++++ GIVEN RECORDS

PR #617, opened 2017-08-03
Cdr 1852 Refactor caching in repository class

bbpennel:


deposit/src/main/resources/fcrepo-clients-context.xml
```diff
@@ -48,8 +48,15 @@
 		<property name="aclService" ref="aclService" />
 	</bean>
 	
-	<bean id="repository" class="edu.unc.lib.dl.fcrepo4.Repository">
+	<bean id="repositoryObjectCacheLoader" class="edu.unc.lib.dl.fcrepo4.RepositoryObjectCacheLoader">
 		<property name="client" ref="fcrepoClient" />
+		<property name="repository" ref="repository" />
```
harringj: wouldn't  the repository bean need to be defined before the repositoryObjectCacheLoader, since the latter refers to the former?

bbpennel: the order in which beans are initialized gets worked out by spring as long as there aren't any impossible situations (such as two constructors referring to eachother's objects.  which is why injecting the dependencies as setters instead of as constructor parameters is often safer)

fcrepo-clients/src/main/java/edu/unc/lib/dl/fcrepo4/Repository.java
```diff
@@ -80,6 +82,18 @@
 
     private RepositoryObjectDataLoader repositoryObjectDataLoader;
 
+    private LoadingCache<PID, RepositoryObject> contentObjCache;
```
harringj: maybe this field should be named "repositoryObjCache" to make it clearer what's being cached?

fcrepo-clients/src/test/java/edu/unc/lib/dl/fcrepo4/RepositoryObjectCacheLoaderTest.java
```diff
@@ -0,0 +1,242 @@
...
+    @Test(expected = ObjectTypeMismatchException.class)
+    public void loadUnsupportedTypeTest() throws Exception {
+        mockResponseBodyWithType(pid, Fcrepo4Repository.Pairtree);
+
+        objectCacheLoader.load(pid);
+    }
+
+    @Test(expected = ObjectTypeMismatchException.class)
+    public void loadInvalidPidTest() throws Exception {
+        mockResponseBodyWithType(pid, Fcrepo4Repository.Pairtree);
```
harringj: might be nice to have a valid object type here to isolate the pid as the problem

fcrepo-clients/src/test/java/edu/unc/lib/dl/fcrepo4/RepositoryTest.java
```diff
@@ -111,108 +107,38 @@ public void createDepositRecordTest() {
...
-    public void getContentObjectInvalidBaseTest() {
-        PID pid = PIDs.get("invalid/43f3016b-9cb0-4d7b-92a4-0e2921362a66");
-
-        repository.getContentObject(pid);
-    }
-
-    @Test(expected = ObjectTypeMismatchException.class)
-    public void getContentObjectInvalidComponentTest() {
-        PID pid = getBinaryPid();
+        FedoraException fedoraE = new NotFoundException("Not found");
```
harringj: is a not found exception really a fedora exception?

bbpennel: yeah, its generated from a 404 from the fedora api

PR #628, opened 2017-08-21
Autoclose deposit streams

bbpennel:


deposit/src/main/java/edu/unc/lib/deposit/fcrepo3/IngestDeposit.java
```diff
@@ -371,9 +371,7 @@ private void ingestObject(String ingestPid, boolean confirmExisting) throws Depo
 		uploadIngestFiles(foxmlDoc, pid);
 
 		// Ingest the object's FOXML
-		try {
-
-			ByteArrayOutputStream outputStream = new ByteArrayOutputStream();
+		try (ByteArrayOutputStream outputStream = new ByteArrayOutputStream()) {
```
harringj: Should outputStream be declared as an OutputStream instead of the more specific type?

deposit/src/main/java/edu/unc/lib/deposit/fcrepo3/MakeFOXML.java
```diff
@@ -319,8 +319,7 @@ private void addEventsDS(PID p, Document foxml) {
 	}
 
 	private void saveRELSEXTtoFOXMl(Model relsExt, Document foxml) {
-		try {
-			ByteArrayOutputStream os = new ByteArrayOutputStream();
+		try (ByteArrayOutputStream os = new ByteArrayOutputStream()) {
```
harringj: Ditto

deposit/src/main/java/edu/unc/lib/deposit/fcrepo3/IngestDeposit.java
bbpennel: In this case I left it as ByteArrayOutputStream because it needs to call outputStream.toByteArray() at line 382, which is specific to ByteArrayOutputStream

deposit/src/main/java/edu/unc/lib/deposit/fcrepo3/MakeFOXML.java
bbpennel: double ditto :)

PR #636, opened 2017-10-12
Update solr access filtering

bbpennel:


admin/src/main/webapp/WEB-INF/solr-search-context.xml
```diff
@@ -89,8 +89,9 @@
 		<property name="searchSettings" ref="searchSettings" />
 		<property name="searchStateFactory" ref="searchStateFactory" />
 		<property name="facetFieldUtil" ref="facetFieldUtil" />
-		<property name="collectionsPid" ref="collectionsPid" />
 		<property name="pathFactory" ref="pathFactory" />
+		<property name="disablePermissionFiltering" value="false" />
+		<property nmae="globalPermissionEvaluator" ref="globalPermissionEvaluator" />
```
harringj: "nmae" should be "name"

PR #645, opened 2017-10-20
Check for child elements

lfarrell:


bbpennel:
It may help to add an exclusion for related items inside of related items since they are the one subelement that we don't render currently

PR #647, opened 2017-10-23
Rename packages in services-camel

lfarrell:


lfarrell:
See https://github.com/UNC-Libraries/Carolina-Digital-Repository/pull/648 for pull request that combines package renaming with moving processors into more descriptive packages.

++++++++
++++ GIVEN RECORDS

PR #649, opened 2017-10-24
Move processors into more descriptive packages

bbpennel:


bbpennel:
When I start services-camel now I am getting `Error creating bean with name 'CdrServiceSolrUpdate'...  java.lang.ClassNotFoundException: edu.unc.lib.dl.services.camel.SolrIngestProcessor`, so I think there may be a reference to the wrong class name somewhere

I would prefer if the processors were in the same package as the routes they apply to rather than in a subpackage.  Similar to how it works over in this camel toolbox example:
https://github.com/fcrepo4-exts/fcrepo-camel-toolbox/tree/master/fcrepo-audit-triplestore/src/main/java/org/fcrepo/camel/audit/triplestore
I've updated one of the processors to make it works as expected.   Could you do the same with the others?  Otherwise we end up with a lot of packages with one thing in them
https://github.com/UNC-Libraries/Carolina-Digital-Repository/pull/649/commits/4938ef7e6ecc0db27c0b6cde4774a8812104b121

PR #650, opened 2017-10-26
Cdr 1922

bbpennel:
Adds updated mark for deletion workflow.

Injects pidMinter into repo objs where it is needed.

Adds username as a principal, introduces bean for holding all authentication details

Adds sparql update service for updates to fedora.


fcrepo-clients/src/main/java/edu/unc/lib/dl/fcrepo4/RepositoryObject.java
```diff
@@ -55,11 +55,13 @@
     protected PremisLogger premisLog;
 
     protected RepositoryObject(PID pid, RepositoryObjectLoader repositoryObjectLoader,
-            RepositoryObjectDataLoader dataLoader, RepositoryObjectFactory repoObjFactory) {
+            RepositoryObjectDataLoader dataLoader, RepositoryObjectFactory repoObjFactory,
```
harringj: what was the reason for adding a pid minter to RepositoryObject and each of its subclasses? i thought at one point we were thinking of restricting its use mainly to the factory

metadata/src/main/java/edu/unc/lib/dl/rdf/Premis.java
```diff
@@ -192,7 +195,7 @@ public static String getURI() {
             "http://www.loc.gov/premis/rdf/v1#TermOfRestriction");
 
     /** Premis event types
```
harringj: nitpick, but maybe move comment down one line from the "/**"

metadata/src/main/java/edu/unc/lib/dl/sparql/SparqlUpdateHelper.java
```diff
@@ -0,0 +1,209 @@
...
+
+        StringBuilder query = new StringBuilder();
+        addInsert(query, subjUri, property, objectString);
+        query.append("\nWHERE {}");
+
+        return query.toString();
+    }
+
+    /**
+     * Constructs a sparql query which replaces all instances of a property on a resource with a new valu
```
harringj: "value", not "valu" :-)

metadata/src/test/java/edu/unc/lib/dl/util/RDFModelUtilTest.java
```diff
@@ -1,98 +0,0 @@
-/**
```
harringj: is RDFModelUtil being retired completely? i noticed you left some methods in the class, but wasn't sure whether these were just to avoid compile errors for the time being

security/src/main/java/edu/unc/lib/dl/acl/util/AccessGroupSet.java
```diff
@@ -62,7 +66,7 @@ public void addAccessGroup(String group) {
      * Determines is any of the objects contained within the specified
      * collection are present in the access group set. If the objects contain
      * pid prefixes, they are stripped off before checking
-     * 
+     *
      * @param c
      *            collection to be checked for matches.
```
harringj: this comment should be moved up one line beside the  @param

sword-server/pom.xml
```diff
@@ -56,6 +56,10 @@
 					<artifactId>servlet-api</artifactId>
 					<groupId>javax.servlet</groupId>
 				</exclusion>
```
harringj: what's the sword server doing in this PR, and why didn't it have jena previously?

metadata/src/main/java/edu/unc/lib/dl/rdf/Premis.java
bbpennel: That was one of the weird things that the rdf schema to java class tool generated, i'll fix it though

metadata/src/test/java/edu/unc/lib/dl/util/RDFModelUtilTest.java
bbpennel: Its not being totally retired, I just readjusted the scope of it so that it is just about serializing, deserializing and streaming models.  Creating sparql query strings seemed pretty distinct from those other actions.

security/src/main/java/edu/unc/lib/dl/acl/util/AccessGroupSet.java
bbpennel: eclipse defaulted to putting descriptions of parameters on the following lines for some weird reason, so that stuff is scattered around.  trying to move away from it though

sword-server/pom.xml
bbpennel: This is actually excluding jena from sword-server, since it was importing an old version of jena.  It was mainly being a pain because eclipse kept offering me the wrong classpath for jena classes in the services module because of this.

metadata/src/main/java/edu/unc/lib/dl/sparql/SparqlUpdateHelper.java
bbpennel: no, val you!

++++++++

## [PROMPT]
State the number of lines above that include the word "which", and write nothing besides that number.

## [PROBLEM SOLUTION]
3